Issue #57, opened 2019-09-14
Improve internal data structure again


krlmlr:
To make it easy to maintain internal consistency, I think the internal data structure needs to be a tibble with the following columns:

- Table name (character)
- Table object (data frame/tbl/...) (list)
- Color (character)
- Filter expressions (list)
- Primary keys (list of character)
- Child tables (inverse of foreign keys; list of tibbles of the form "table name + list of character")

With this, it seems that we only need two "restore" functions:

- Fix table names after a table select/rename
- Fix column names after a column select/rename

These "restore" functions accept a tidyselect-like recipe that describes how to handle renames. These can be passed on to `dplyr::recode()` to implement the actual recoding.

PR #67, opened 2019-09-19
remove src from `dm` since implicitly available

### LINKED ISSUE #38: Get rid of src component
It's not really needed. We only need to check `same_src()` for all input tables.

TSchiefer:
- remove `src` from `dm`
-  add some checks for same src of tables
- add 2 classed errors
- `cdm_get_src()` for local `dm` returns `.GlobalEnv`

closes #38

### DIFF
--- a/R/dm.R
+++ b/R/dm.R
@@ -282,7 +282,7 @@ as_dm.default <- function(x) {
 
 tbl_src <- function(x) {
   if (is.data.frame(x)) {
-    "local"
+    NULL
   } else if (inherits(x, "tbl_sql")) {
     x$src
   } else {
@@ -304,8 +304,10 @@ format.dm <- function(x, ...) {
 #' @import cli
 print.dm <- function(x, ...) {
   cat_rule("Table source", col = "green")
+  src <- cdm_get_src(x)
+  if (is_null(src)) src <- "local"
 
-  db_info <- strsplit(format(cdm_get_src(x)), "\n")[[1]][[1]]
+  db_info <- strsplit(format(src), "\n")[[1]][[1]]
 
   cat_line(db_info)
 
--- a/R/dm.R
+++ b/R/dm.R
@@ -492,5 +492,5 @@ cdm_reset_all_filters <- function(dm) {
 all_same_source <- function(tables) {
   # Use `NULL` if `tables` is empty
   first_table <- tables[1][[1]]
-  is.null(detect(tables[-1], ~ same_src(., first_table)))
+  is.null(detect(tables[-1], ~ !same_src(., first_table)))
 }
--- a/R/dm.R
+++ b/R/dm.R
@@ -148,8 +148,7 @@ validate_dm <- function(x) {
 #' @export
 cdm_get_src <- function(x) {
   tables <- cdm_get_tables(x)
-  if (!all_same_source(tables)) abort_not_same_src()
-  tbl_src(tables[[1]])
+  if (!is_empty(tables)) tbl_src(tables[[1]]) else default_local_src()
 }
 
 #' Get tables component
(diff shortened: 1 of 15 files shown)


R/dm.R
```diff
@@ -91,26 +90,24 @@ new_dm <- function(src, tables, data_model) {
...
+new_dm2 <- function(tables = cdm_get_tables(base_dm),
                     data_model_tables = cdm_get_data_model_tables(base_dm),
                     pks = cdm_get_data_model_pks(base_dm),
                     fks = cdm_get_data_model_fks(base_dm),
                     filter = cdm_get_filter(base_dm),
                     base_dm) {
-
-  stopifnot(!is.null(src))
   stopifnot(!is.null(tables))
+  if (!all_same_source(tables)) abort_not_same_src()
```
krlmlr: This constructor should be fast, and not perform unnecessary checks. This check should be part of `validate_dm()`.

See https://adv-r.hadley.nz/s3.html for principles we should abide by.

R/dm.R
```diff
@@ -151,7 +148,9 @@ validate_dm <- function(x) {
 #'
 #' @export
 cdm_get_src <- function(x) {
-  unclass(x)$src
+  tables <- cdm_get_tables(x)
+  if (!all_same_source(tables)) abort_not_same_src()
```
krlmlr: A getter should never err, this is the job of the validator.

R/dm.R
```diff
@@ -151,7 +148,9 @@ validate_dm <- function(x) {
...
+  tbl_src(tables[[1]])
```
krlmlr: If `is_empty(tables)`, we could return `dplyr::src_df(env = .GlobalEnv)` .

R/dm.R
```diff
@@ -270,29 +269,24 @@ as_dm.default <- function(x) {
...
   data_model <- datamodelr::dm_from_data_frames(proxies)
 
-  new_dm(src, x, data_model)
+  new_dm(x, data_model)
 }
 
 tbl_src <- function(x) {
   if (is.data.frame(x)) {
-    src_df(env = new_environment(x))
+    NULL
```
krlmlr: `dplyr::src_df(env = .GlobalEnv)` -- can you extract a function for the default local source?

R/dm.R
```diff
@@ -310,8 +304,10 @@ format.dm <- function(x, ...) {
 #' @import cli
 print.dm <- function(x, ...) {
   cat_rule("Table source", col = "green")
+  src <- cdm_get_src(x)
+  if (is_null(src)) src <- "local"
```
krlmlr: Would be covered by `cdm_get_src()`

R/dm.R
```diff
@@ -493,3 +484,7 @@ cdm_rename_tbl <- function(dm, ...) {
     .init = dm
   )
 }
+
+all_same_source <- function(tables) {
+  all(map_lgl(tables, same_src, tables[[1]]))
```
krlmlr: - `detect()` aborts on first match
- Introduce pattern to deal with 0-length list

```suggestion
  # Use `NULL` if `tables` is empty
  first_table <- tables[1][[1]]
  is.null(detect(tables[-1], ~ same_src(., first_table)))
```

vignettes/dm-class-and-basic-operations.Rmd
```diff
@@ -35,19 +35,18 @@ Let's first have a look at the new class:
 The `dm` class contains a set of tables as well as information about their primary keys and the relations between the tables. 
 You can have your `dm` object on different data sources, such as a local environment or a database.
 
-`dm` is a wrapper around two classes, which are independent from each other:
-
-1. part of the object is a [`src` object](https://dplyr.tidyverse.org/reference/src.html) from {dplyr}
-2. the other part is a class `data_model` object
+`dm` is a wrapper around the two `data_model` object
```
krlmlr: We're moving away from this. It's more important to understand that we handle tables, relationships, and now also filters.

The text works "as is", let's wait until #57 before revisiting.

==========

To do:
Check each line above for "list" and return the ones that have it.

Exercise output:
- Table object (data frame/tbl/...) (list)
- Filter expressions (list)
- Primary keys (list of character)
- Child tables (inverse of foreign keys; list of tibbles of the form "table name + list of character")
- Introduce pattern to deal with 0-length list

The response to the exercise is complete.